Zago: bene Zaia ma tardi Ferretto: mossa doverosa ma imprenditori distratti

Lunedì 24 Ottobre 2016
Luca Zaia chiama allo scoperto il Nordest che conta per il salvataggio di Veneto Banca e Popolare Vicenza: «La regione si deve esprimere sulla fusione». Ma la risposta è prudente, prudentissima. E anche gli imprenditori che avevano chiesto un intervento diretto del presidente della Regione latitano, mentre altri big dell'industria preferiscono non esporsi su un tema così scottante. Chi tocca il credito ... rimane fulminato.

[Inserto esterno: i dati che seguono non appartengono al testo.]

PR #1153, opened 2022-03-10
Add information about Wahoo Tickr X

brianjmurrell:
**Describe the pull request**
Cadence is a bit of an unknown.  OpenTracks sees the Tickr X as being able to provide
cadence but doesn't display anything for it while walking on the treadmill, for example.

The Wahoo Fitness app does show cadence from the Tickr X while walking on the
treadmill.

**License agreement**

### DIFF
--- a/README_TESTED_SENSORS.md
+++ b/README_TESTED_SENSORS.md
@@ -59,6 +59,7 @@ We do not support type of movement (i.e., walking vs running).
 
 * Polar Stride
 * Stryd (incl. power)
+* Wahoo Tickr X (Cadence appears to be reported in SPM rather than RPM)
 
 ## Tested Barometric Sensor Smartphones
 


dennisguse:
The Tickr provides a running sensor, right?
If so, it should it be in the same section as the Stryd.

And can you check if the sensor also provides distance?
Just start a recording outdoors while GPS is disabled.
And this may also work on a treadmill.

About cadence: it should be provided in the same message as distance and speed...

But it may also be treated as a cycling cadence.
Can you select the sensor there?
Just saw in there documentation that they support indoor spinning.

brianjmurrell:
Not yet I'm afraid.  Just haven't had time to massage the PR yet unfortunately.

brianjmurrell:
Updated.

Ne sa qualcosa Bruno Zago, ormai ex presidente dell'associazione Per Veneto Banca che riunisce gli ex grandi azionisti della banca trevigiana (si è dimesso qualche settimana fa, in sordina e in polemica con i soci): «Le due banche potevamo tenerle quando le avevamo - commenta l'industriale trevigiano della Pro-Gest, balzato agli onori della cronaca finanziaria quando in giugno si sbilanciò dicendo che dal Veneto sarebbero arrivati 600 milioni per l'aumento di Veneto Banca - una banca per quanto ne so io si poteva tenere, però nessuno ha alzato un dito per darmi una mano. Credo che con un po' di buona volontà il miliardo per Veneto Banca si portava a casa. Certo, poi bisognava gestire la banca». Però ora Zaia punta alla fusione... «Mi dispiace che Zaia arrivi oggi, ma non è mai troppo tardi anche se bisogna dirlo chiaro: se era difficile tenerne una quattro mesi fa, oggi è ancora più dura - sostiene Zago -. Però nel mio cuore penso che se qualcuno più importante di me si fosse schierato prima forse ce l'avremmo fatta. In quel momento il miliardo si recuperava. Oggi comunque sono d'accordo con Zaia: siamo senza una banca in Veneto ed è un male per la nostra area. Ma potevamo tentare il tutto per tutto prima». La fusione come la vede? «È un'ottima idea, l'unica possibile oggi, sono contento che il governatore del Veneto abbia intrapreso questa strada anche se avrà conseguenze pesanti sull'occupazione: 3-4mila posti in meno in Veneto sono tanti».
«Il tentativo di un governatore di mantenere qui una banca del territorio è doveroso - afferma Giancarlo Ferretto, ex vice presidente di Popolare Vicenza e della Confindustria regionale - e la fusione è la strada migliore per concretizzare questo progetto, un passaggio inevitabile anche per ridurre i costi. Purtroppo ci sono tanti sportelli sovrapposti, ci saranno grossi problemi sociali e occupazionali, anche noi imprenditori avremo meno prestiti, ma ormai la finanza ci ha mostrato che si guarda solo al business. Temo poi che le banche non avranno neanche più la sede a Vicenza o a Montebelluna: il quartier generale finirà da altre parti, magari in Emilia Romagna. E nel medio periodo vedo al comando un istituto di livello internazionale». Un mondo sta finendo e gli industriali del Nordest sono impegnati ad altro. «Gli imprenditori non hanno attenzione a una problematica del genere, il business delle banche non è più interessante e chiediamo altri servizi al sistema del credito: le banche del territorio hanno finito il loro compito. Certo, per noi averne due in concorrenza vicino a casa sarebbe utile, ma ormai vedo poco spazio per questo business. Vuol dire che cercheremo di fare raccordo con la nostra associazione dei vecchi soci».
«Il sindacato non ha cambiato la sua posizione: la fusione porterà subito a grossi problemi d'occupazione, gli esuberi sono scontati, per questo i dipendenti di Popolare Vicenza saranno in piazza il 25 ottobre - avverte Chiara Canton, segretario regionale della Fisac Cgil - e arriveranno problemi anche per moltissime imprese. Senza contare che quando le due banche saranno costrette a cedere i crediti a rischio, ai prezzi attuali ci sarà un'ulteriore compressione dei prestiti al tessuto produttivo perché gli asset in garanzia verranno svalutati. Ma c'è un'altra questione da valutare attentamente». Quale? «Tenere divise le due banche potrebbe anche portare a venderle a soggetti interessati allo sviluppo, come per esempio Bper - risponde la Cantone -. La fusione invece le porterà in bocca a un fondo straniero, e questo non farà di certo l'interesse del territorio. E poi chi supporta questa operazione? Quando c'è stato da fare l'aumento di capitale gli imprenditori veneti non si sono visti, difficile che tornino in campo adesso».